==== DATA RECORDS

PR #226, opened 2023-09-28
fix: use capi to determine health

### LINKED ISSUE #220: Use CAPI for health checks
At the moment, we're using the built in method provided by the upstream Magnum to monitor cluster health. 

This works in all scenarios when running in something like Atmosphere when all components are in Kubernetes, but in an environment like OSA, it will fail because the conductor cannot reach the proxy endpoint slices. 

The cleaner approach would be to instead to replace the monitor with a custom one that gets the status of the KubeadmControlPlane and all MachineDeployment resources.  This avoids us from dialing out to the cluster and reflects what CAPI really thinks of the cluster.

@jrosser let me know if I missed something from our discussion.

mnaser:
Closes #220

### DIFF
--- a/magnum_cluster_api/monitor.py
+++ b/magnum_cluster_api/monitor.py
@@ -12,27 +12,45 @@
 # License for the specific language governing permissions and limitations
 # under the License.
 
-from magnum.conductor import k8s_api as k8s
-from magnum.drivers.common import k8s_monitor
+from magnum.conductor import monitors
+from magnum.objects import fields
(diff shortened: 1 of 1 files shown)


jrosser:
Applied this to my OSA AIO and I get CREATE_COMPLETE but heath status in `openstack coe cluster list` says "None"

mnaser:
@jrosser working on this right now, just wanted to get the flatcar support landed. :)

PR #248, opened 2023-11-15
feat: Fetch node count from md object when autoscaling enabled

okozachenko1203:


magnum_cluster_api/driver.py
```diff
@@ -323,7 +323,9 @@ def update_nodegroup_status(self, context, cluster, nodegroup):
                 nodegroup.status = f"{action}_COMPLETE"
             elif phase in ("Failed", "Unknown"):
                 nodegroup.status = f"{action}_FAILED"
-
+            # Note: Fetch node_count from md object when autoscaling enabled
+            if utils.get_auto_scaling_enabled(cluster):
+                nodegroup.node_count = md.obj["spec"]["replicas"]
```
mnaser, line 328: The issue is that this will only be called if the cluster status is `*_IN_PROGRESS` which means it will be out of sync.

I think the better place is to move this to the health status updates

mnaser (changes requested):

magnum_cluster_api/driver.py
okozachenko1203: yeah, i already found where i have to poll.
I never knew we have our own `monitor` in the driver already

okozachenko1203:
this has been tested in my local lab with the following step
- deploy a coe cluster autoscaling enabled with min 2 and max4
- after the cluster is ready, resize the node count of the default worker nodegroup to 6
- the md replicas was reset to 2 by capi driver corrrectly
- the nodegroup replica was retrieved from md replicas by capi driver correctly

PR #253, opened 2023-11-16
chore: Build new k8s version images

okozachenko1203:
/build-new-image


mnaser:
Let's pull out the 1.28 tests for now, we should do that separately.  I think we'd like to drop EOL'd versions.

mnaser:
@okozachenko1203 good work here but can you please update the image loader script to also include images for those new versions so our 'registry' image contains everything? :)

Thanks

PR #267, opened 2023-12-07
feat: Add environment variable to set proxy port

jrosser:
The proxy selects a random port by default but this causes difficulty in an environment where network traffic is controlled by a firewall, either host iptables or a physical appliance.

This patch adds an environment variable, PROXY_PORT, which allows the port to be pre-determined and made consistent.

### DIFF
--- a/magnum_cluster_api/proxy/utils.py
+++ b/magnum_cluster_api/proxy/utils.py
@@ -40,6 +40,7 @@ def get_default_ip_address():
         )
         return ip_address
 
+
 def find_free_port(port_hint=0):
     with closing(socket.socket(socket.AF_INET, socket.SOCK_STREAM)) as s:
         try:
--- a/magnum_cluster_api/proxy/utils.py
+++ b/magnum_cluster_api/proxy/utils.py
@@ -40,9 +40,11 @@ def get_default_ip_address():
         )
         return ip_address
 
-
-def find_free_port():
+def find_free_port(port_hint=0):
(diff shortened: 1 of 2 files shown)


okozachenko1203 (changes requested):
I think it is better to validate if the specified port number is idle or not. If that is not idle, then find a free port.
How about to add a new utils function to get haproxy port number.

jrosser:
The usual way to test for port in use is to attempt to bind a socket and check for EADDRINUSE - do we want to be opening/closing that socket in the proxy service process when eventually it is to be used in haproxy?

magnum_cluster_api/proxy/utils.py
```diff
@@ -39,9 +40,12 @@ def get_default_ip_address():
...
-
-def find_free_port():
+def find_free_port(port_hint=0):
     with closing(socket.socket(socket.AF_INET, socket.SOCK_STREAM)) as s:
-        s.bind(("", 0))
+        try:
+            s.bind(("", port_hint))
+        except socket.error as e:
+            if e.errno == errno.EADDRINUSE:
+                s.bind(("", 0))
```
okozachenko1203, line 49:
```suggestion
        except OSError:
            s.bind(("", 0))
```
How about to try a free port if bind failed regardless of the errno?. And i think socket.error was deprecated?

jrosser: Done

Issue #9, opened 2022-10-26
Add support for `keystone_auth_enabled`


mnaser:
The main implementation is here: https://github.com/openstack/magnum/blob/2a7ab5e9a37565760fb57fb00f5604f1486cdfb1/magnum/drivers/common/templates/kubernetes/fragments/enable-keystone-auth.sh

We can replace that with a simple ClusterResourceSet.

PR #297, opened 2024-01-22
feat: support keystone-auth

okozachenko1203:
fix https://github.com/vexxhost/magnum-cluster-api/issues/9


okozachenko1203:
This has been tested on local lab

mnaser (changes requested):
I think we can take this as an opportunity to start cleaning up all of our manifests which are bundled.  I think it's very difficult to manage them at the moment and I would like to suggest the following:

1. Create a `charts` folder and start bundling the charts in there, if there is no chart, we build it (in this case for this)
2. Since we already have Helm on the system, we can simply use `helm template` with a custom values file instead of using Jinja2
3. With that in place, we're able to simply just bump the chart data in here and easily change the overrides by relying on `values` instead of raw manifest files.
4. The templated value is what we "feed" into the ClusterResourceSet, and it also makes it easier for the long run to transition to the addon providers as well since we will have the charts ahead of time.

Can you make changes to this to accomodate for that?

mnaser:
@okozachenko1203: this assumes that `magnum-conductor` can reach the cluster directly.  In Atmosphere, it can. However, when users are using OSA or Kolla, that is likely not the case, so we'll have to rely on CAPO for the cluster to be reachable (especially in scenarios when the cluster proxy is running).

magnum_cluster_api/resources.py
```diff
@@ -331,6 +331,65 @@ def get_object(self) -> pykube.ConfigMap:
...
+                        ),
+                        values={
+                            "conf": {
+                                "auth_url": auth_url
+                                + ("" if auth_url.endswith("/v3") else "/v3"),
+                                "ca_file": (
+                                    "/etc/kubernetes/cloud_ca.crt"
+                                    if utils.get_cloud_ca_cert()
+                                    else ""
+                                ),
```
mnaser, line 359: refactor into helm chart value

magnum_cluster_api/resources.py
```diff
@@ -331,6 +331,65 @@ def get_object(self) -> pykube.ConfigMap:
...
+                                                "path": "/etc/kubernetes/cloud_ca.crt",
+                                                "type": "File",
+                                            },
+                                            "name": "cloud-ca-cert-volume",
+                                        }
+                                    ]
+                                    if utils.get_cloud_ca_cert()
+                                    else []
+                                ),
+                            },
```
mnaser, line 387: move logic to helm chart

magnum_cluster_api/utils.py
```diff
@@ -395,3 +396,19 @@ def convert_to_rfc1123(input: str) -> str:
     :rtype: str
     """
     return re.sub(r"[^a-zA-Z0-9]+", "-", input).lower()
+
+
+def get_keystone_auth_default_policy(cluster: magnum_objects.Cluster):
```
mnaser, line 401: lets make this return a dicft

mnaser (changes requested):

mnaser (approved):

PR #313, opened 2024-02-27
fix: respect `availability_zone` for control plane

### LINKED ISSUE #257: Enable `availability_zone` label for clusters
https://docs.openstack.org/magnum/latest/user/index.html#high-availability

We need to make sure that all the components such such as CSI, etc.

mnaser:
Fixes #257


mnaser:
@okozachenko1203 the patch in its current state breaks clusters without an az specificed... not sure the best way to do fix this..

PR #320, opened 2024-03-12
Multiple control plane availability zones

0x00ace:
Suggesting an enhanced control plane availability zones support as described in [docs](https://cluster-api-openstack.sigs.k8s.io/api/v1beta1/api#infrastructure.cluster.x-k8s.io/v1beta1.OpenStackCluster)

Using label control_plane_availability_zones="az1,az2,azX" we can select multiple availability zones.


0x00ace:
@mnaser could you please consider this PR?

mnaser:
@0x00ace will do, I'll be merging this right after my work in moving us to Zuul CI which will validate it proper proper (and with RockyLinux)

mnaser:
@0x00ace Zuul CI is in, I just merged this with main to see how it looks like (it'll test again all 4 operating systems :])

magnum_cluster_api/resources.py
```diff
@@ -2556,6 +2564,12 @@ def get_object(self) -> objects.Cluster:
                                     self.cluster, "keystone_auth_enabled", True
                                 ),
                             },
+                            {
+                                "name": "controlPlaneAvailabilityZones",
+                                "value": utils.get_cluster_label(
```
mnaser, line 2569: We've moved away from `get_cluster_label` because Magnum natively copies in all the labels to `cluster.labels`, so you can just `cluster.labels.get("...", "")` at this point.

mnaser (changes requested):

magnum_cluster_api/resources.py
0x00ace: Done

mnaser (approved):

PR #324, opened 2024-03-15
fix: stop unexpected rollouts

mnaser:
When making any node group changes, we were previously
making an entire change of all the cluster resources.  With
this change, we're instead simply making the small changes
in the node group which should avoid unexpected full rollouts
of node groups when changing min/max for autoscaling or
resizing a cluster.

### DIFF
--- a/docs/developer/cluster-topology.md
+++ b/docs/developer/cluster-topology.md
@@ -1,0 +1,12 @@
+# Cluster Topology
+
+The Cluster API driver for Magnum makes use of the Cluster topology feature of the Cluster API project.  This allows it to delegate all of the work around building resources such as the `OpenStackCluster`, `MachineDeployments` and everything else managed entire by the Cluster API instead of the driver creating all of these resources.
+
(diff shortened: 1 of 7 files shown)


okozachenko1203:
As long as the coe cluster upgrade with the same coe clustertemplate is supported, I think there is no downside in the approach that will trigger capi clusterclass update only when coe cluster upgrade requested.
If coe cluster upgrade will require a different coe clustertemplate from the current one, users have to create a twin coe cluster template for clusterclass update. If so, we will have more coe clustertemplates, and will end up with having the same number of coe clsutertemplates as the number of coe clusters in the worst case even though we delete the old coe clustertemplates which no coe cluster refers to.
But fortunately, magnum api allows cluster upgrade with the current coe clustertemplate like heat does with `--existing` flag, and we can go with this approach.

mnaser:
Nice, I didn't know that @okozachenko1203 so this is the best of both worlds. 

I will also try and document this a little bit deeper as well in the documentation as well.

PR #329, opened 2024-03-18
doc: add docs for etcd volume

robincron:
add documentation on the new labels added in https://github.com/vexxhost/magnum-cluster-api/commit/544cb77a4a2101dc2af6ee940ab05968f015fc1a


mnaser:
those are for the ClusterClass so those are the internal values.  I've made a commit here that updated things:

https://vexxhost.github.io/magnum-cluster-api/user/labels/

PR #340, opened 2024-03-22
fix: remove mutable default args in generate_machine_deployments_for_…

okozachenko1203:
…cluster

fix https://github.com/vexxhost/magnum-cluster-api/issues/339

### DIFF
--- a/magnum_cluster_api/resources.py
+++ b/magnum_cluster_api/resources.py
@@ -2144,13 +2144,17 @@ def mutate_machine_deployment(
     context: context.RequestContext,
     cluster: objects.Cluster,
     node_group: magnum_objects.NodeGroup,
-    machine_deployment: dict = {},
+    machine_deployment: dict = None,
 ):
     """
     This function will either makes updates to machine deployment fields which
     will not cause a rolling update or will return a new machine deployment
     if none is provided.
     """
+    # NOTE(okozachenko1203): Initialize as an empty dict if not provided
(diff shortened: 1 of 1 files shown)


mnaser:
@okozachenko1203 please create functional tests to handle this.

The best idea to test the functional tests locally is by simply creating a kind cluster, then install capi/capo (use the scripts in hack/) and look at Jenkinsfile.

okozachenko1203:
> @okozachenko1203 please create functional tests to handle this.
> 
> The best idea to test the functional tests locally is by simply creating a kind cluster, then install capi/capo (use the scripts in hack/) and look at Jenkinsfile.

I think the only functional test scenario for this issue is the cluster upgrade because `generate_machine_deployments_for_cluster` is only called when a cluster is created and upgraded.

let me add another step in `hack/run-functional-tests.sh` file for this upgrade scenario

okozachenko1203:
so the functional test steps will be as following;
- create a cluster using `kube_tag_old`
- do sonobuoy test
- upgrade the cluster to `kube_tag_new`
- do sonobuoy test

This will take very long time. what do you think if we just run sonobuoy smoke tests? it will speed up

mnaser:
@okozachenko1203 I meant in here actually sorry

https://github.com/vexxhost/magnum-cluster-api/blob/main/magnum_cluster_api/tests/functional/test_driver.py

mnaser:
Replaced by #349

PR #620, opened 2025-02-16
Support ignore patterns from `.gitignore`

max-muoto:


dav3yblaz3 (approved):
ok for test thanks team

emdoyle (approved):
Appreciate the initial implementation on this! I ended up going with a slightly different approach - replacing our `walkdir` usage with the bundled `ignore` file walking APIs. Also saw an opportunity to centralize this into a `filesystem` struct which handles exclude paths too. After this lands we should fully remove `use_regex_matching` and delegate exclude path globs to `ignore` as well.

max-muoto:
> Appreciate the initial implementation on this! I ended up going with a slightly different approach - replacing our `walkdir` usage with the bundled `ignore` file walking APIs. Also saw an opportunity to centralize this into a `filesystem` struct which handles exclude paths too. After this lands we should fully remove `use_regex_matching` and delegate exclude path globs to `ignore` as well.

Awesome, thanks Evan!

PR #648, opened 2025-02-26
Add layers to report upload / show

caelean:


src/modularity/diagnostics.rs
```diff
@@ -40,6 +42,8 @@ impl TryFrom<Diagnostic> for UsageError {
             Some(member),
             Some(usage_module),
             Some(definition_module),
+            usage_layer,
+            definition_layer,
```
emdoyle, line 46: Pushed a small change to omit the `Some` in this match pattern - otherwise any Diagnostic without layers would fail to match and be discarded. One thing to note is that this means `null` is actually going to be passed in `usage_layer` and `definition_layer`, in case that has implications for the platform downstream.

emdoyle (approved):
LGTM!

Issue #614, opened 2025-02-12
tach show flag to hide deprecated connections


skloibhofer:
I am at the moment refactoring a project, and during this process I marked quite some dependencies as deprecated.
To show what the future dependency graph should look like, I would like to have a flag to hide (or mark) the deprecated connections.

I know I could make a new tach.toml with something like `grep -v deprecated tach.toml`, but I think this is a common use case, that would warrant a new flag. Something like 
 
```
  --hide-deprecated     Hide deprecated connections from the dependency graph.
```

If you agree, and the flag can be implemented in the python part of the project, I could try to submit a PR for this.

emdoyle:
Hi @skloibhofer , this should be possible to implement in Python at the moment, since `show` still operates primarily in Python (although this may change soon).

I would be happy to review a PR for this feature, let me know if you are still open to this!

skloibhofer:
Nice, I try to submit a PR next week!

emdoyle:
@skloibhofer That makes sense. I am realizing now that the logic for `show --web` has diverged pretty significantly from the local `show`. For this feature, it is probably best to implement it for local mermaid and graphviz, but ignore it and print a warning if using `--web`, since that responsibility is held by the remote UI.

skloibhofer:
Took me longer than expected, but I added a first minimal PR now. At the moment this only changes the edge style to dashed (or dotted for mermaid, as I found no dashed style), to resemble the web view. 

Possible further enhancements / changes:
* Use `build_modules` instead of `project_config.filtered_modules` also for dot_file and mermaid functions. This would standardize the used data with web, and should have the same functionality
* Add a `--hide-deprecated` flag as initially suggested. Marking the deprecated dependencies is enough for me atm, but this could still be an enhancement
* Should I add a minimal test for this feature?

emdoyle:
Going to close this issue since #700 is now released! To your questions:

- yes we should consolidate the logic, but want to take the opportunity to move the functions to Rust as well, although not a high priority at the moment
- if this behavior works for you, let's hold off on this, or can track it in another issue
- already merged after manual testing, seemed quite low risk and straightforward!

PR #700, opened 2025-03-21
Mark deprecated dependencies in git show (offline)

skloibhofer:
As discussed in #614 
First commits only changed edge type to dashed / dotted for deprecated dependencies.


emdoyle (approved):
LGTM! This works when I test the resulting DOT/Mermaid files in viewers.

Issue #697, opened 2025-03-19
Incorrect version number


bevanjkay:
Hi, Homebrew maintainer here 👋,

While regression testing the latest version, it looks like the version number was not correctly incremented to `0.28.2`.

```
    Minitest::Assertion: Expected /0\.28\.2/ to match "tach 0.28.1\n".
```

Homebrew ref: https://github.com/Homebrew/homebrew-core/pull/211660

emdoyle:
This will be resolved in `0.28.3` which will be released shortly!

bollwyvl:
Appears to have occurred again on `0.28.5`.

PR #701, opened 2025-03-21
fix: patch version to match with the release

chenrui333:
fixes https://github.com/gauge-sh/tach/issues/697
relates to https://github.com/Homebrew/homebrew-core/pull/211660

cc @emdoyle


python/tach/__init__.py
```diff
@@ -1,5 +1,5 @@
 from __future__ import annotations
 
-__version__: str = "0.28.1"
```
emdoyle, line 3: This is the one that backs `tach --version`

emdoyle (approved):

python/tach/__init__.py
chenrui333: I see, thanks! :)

========

ACTIVITY:
Write out only the final block of lines, starting at the line with "emdoyle, line 3: This" and running to the end of the material.

EXPECTED ANSWER:
emdoyle, line 3: This is the one that backs `tach --version`

emdoyle (approved):

python/tach/__init__.py
chenrui333: I see, thanks! :)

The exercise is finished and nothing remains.